#### WHAT IS EXPECTED:
A faithful, complete copy of the entries is the sole expected answer.
___ TASK DATA
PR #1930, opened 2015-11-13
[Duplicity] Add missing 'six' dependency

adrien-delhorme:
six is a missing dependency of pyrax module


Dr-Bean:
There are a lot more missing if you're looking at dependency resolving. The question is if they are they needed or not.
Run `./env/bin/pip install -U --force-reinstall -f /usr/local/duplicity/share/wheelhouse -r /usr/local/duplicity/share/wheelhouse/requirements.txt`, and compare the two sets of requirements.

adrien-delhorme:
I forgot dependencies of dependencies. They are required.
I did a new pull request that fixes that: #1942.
______
#### YOUR SOLUTION:
PR #1930, opened 2015-11-13
[Duplicity] Add missing 'six' dependency

adrien-delhorme:
six is a missing dependency of pyrax module


Dr-Bean:
There are a lot more missing if you're looking at dependency resolving. The question is if they are they needed or not.
Run `./env/bin/pip install -U --force-reinstall -f /usr/local/duplicity/share/wheelhouse -r /usr/local/duplicity/share/wheelhouse/requirements.txt`, and compare the two sets of requirements.

adrien-delhorme:
I forgot dependencies of dependencies. They are required.
I did a new pull request that fixes that: #1942.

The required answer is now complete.